Clinically relevant stratification through deep learning analysis of registry data and extensive genetic data, and identification of functionally relevant disease-associated focus genes

Last updated:: 2 July 2025

ID:: 532555
Start date:: 4 February 2025
Project status:: Current
Principal investigator:: Professor Kasper Lage
Lead institution:: Sidera Bio ApS, Denmark

We aim to replicate, validate and build upon findings we have made in Danish data, analysing deep phenotype data (clinical data from the Health Data Authority registries) to create clinically relevant subgroups/clusters. Identifying drivers of these clusters, we will replicate the clustering in the UKBB data and then analyse WGS in the clusters found.
Deep learning methods based on neural networks can capture non-linear correlations and thus represent and identify biologically relevant information. We have developed deep learning models which can stratify patients and identify patterns in disease onset, disease progression, treatment effect, comorbidity, and disease burden. In the Danish data, we have GWAS data for some patients/subgroups. However, the project will be much improved by replication of the clusters in UKBB data.

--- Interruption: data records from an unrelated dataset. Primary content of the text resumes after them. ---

PR #1139, opened 2024-05-08
Add group upgrade requests

stephencdaly:

Trello card: https://trello.com/c/j8yP0WRm/1484-request-group-upgrade-add-request-upgrade

When the user is a group admin for the group and a standard user in the organisation (not organisation admin or super admin), there is a link in the trial banner for the group to request an upgrade:

Screenshot 2024-05-08 at 15 25 52

When the link is clicked, a page is displayed with a green button to send the request:

Screenshot 2024-05-08 at 15 26 07

When the button is clicked, the status of the group is updated to a new status `upgrade_requested` and the user is shown a success page:

Screenshot 2024-05-08 at 15 29 02

An email is sent to all organisation admins for the organisation, informing them of the request. This email contains a link to visit the group page:

Screenshot 2024-05-08 at 15 29 41

For the MVP, we do not change the trial group banner for group admins when the request is pending, and group admins are able to submit multiple requests. This might be revisited later.

As part of this PR, we have also updated the content for the trial banner for the different user roles in the organisation and group to match the designs.

When the user is an organisation admin:

Screenshot 2024-05-08 at 15 32 49

When the user is an editor for the group:

Screenshot 2024-05-08 at 15 25 24

### DIFF
--- a/app/mailers/group_upgrade_mailer.rb
+++ b/app/mailers/group_upgrade_mailer.rb
@@ -1,4 +1,4 @@
-class GroupUpgradedMailer < GovukNotifyRails::Mailer
+class GroupUpgradeMailer < GovukNotifyRails::Mailer
   def group_upgraded_email(upgraded_by_user:, to_email:, group:, group_url:)
     set_template(Settings.govuk_notify.group_upgraded_template_id)
 
--- a/app/mailers/group_upgrade_mailer.rb
+++ b/app/mailers/group_upgrade_mailer.rb
@@ -12,4 +12,19 @@ class GroupUpgradeMailer < GovukNotifyRails::Mailer
 
     mail(to: to_email)
   end
+
+  def group_upgrade_requested_email(requester_name:, requester_email_address:, to_email:, group_name:, view_request_url:)
+    set_template(Settings.govuk_notify.group_upgrade_requested_template_id)
+
+    set_email_reply_to(Settings.govuk_notify.zendesk_reply_to_id)
+
+    set_personalisation(
+      requester_name:,
+      requester_email_address:,
+      group_name:,
+      view_request_url:,
+    )
+
+    mail(to: to_email)
+  end
 end
--- a/app/mailers/group_upgrade_mailer.rb
+++ b/app/mailers/group_upgrade_mailer.rb
@@ -1,12 +1,12 @@
 class GroupUpgradeMailer < GovukNotifyRails::Mailer
-  def group_upgraded_email(upgraded_by_user:, to_email:, group:, group_url:)
+  def group_upgraded_email(upgraded_by_name:, to_email:, group_name:, group_url:)
     set_template(Settings.govuk_notify.group_upgraded_template_id)
 
     set_email_reply_to(Settings.govuk_notify.zendesk_reply_to_id)
 
     set_personalisation(
-      upgraded_by_name: upgraded_by_user.name,
-      group_name: group.name,
+      upgraded_by_name:,
+      group_name:,
       group_url:,
     )
 
--- a/app/models/organisation.rb
+++ b/app/models/organisation.rb
@@ -16,4 +16,8 @@ class Organisation < ApplicationRecord
       name
     end
   end
+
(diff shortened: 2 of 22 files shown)


app/models/organisation.rb
```diff
@@ -4,6 +4,8 @@ class Organisation < ApplicationRecord
   has_many :forms
   has_many :users
 
+  has_many :admin_users, -> { where(role: :organisation_admin) }, class_name: "User"
```
jamie-o-wilkinson, line 7: We wondered about whether this should be done in the Organisation or User model. We settled on putting it in the Organisation model as it felt more like canonical Rails. It also avoids adding a class method to the User model, which seemed nicer.

jamie-o-wilkinson (dismissed):

spec/policies/group_policy_spec.rb
```diff
@@ -54,10 +54,6 @@
       it "permits group creation, viewing, and editing" do
         expect(policy).to permit_only_actions(%i[show new edit create update])
       end
-
-      it "does not allow add_editor or upgrade" do
-        expect(policy).to forbid_only_actions(%i[add_editor upgrade])
-      end
```
lfdebrux, line 60: Why was this test removed?

app/mailers/group_upgrade_mailer.rb
```diff
@@ -1,12 +1,12 @@
 class GroupUpgradeMailer < GovukNotifyRails::Mailer
-  def group_upgraded_email(upgraded_by_user:, to_email:, group:, group_url:)
+  def group_upgraded_email(upgraded_by_name:, to_email:, group_name:, group_url:)
```
lfdebrux: What's the reason behind this refactor, is it for a particular reason or following a particular principle/pattern? It would be good to have it in the commit message.

app/models/organisation.rb
lfdebrux: I think this makes sense to me to have the method on the organisation model, my only question is whether `has_many` is the right tool for this job; would a simple method also do the job? As I understand it adding this relation means we also have methods for changing/adding to admin users, which I don't think we need?

app/service/group_service.rb
```diff
@@ -14,26 +14,43 @@ def upgrade_group
...
     @group.upgrade_requested!
+    send_group_upgrade_requested_emails
   end
 
 private
 
   def send_group_upgraded_emails
     @group.memberships.each do |membership|
-      send_group_updated_email(membership.user) if notify_member?(membership)
+      send_group_updated_email(membership.user.email) if notify_member?(membership)
```
lfdebrux, line 24: Should this change have been in the previous commit?

spec/policies/group_policy_spec.rb
stephencdaly: We removed it as there is a test above that tests that only certain actions are permitted, so already tests this. We previously removed the other tests where there was both `permit_only_actions` and `forbid_only_actions` for the same context, so this was the only one left

DavidBiddle (dismissed):
Code looks good, have tried locally and all seems to work, including the emails 🎉

app/service/group_service.rb
stephencdaly: It could be, but not sure its worth the effort moving it. It's related to the changes here enough and is isolated so I don't think it's too difficult to follow?

app/mailers/group_upgrade_mailer.rb
stephencdaly: Yeh just following the convention of not passing around more than we need to. Kelvin did a similar refactor recently so thought it was worthwhile following that principle while we were editing this class. We can add something to the commit message.

app/models/organisation.rb
jamie-o-wilkinson: Good point, switching over to just use a method

DavidBiddle (dismissed):

lfdebrux (dismissed):

DavidBiddle (approved):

Pilot case conditions: Cardiometabolic disease, Schizophrenia.
Both are complex diseases with poorly characterized impact of known variants. Better stratification can contribute to earlier diagnosis and better treatment, both directly through professional treatment guidelines and indirectly through a better understanding of the genetics and causal mechanisms, and contribution to the discovery of new drug targets.
The project will utilize data from sources in three countries, the UK (UKBB) Finland and Denmark.

Methods: We use self-supervised learning, where a neural network of Variational Autoencoders (VAEs) is trained to reconstruct the input data. Use of VAEs filters out redundancy and noise while learning higher-level latent features that highlight complex variations among individuals. Cluster analysis of this latent space can be used to stratify groups of individuals with common traits and explore associations between features, such as genomics and health history. We also use transformers, to capture temporality including disease progression.